In addition to his volumes of survivors’ stories, Mr. Saotome wrote an account of an American B-29 pilot whose plane crashed in Tokyo and who was taken prisoner, as well as multiple novels and children’s books on the subject of war.
As a survivor of the Tokyo firebombing, he was outspoken in protesting all wars. As recently as April, he had written a message for an audience that had gathered outside Tokyo to view a movie based on one of his novels, “War and Youth,” about a woman’s search for her child, who had gone missing during the war.
In the message, read by his daughter, Mr. Saotome expressed disappointment in Russia’s invasion of Ukraine and said that seeing news footage of women and children trying to escape the war reminded him of the Japanese victims in Tokyo 77 years ago. “I feel like I am seeing scenes of many Japanese people wandering around trying to escape just in front of my eyes,” he said.
Katsumoto Saotome was born on March 26, 1932, in Tokyo, the youngest of Katsuma and Rin Saotome’s four children.
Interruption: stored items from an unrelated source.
PR #9362, opened 2022-02-18
Fireperf: fix ActivePrewarm

leotianlizhan:
b/220342323
# Bug
Reading `ActivePrewarm` in `appDidBecomeActiveNotification` always results in `null`. Presumably Apple deletes the `ActivePrewarm` env variable some time after `didFinishLaunching`, which is the latest callback I have confirmed where reading `ActivePrewarm` works. 

# Fix
Move reading `ActivePrewarm` to `+load()`.

Additionally switch to using `@avaiable(iOS 13, *)` for version and platform checks. This aligns Hub, and is similar to Firebase App Monitoring (cl/424623478).

# Todo
* Perhaps remove `didFinishLaunching` callback and the code for double dispatch as we learned it did not work well.

### DIFF
--- a/FirebasePerformance/Sources/AppActivity/FPRAppActivityTracker.m
+++ b/FirebasePerformance/Sources/AppActivity/FPRAppActivityTracker.m
@@ -165,7 +165,8 @@ NSString *const kFPRAppCounterNameDoubleDispatch = @"_fsddc";
  */
 - (BOOL)isPrewarmAvailable {
   BOOL canPrewarm = NO;
-  // Guarding for double dispatch which does not work below iOS 13
+  // Guarding for double dispatch which does not work below iOS 13, and 0.1% of app start also show
+  // signs of prewarming on iOS 14 go/paste/5533761933410304
   if (@available(iOS 13, *)) {
     canPrewarm = YES;
   }
--- a/FirebasePerformance/Sources/AppActivity/FPRAppActivityTracker.m
+++ b/FirebasePerformance/Sources/AppActivity/FPRAppActivityTracker.m
@@ -158,13 +158,13 @@ NSString *const kFPRAppCounterNameDoubleDispatch = @"_fsddc";
 }
 
 /**
- * Checks if prewarming is available for the platform on current device.
- * It is available when running iOS 15 and above.
+ * Checks if prewarming is available for the platform and OS version on the current device.
  *
  * @return true if the platform could prewarm apps on the current device
  */
 - (BOOL)isPrewarmAvailable {
   BOOL canPrewarm = NO;
+  // Guarding for double dispatch which is only accurate in iOS 13+
   if (@available(iOS 13, *)) {
     canPrewarm = YES;
   }
--- a/FirebasePerformance/Sources/AppActivity/FPRAppActivityTracker.m
+++ b/FirebasePerformance/Sources/AppActivity/FPRAppActivityTracker.m
@@ -166,19 +166,13 @@ NSString *const kFPRAppCounterNameDoubleDispatch = @"_fsddc";
  * @return true if the platform could prewarm apps on the current device
  */
 - (BOOL)isPrewarmAvailable {
-  NSString *platform = [[GULAppEnvironmentUtil applePlatform] lowercaseString];
-  BOOL iOS = [platform isEqualToString:@"ios"];
-  BOOL catalyst = [platform isEqualToString:@"maccatalyst"];
-  BOOL tvos = [platform isEqualToString:@"tvos"];
-  if (![GULAppEnvironmentUtil isSimulator] && (iOS || catalyst || tvos)) {
-    NSString *systemVersion = [GULAppEnvironmentUtil systemVersion];
-    if ([systemVersion length] > 0) {
-      return [systemVersion compare:@"15" options:NSNumericSearch] != NSOrderedAscending;
-    } else {
-      [self.activeTrace incrementMetric:kFPRAppCounterNameActivePrewarm byInt:2];
-    }
+  NSString *systemVersion = [GULAppEnvironmentUtil systemVersion];
+  if ([systemVersion length] > 0) {
+    return [systemVersion compare:@"15" options:NSNumericSearch] != NSOrderedAscending;
+  } else {
+    [self.activeTrace incrementMetric:kFPRAppCounterNameActivePrewarm byInt:2];
+    return NO;
   }
-  return NO;
 }
 
 /**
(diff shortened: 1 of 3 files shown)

The family lived in the eastern part of the city, known as shitamachi, or “low town,” a series of neighborhoods where the poorest residents concentrated. His mother was a seamstress, and his father worked as, among other things, a barber, a street vendor and a theater promoter.
When war broke out, Mr. Saotome’s older brother was conscripted but his father, an alcoholic, was deemed too frail to enlist as a soldier. His two older sisters worked in a factory.